Gavin Barraclough barraclough at apple.com
Mon Jan 9 12:37:27 PST 2012


On Jan 9, 2012, at 2:59 AM, Andreas Rossberg wrote:

> I think the state machine is over-complicating things. What it boils
> down to is that we are defining a new language, ES6-proper (or
> informally ES6 for short). It overlaps with ES5 but does not include
> it (e.g. throws out `with').

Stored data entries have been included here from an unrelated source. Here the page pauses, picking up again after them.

PR #1292, opened 2021-11-19
Restrict ec2 permissions

davidkelliott:
EC2 permissions cover a large range of networking options as well, see
here - https://docs.aws.amazon.com/AWSEC2/latest/APIReference/OperationList-query.html

We tried denying the VPC actions but the policy was too big, so trying
the other way round here - not allowing all EC2 actions only the ones
needed for building and maintaining EC2s.


gfou-al (approved):
looks good

PR #1295, opened 2021-11-22
Add github actions job for core vpc sandbox deployment

gfou-al:


gfou-al:
won't merge to main branch yet because it relies on changes inside the network-cidr-changes-work

PR #1304, opened 2021-11-24
Moved core-security services to the new IP ranges

gfou-al:


SteveLinden (approved):
New IPs are as supplied by Vodafone

SteveLinden (approved):
OK

PR #1308, opened 2021-11-26
Add new module repository for member VPC accounts

gfou-al:


SteveLinden (approved):
As discussed in the call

Then your "state machine" simply says,
> declaratively:
> 
> - If a program is ES5 but not ES6, treat as ES5.
> - If a program is ES6 but not ES5, treat as ES6.
> - If a program is both ES5 and ES6, with identical semantics, treat as
> ES6 (although it doesn't matter).
> - If a program is both ES5 and ES6, with different semantics, treat as
> ES5 (for compatibility).
> - If a program is neither ES5 nor ES6, it's an error (obviously).

If the a program is both ES5 and ES6 with identical semantics, then presumably we could equally treat it as ES5 with no behavior change?

If so, couldn't this be stated in a much simpler fashion:

- If a program is ES5, treat as ES5.
- If a program is not ES5 but is ES6, treat as ES6.
- If a program is neither ES5 nor ES6, it's an error (obviously).

cheers,
G.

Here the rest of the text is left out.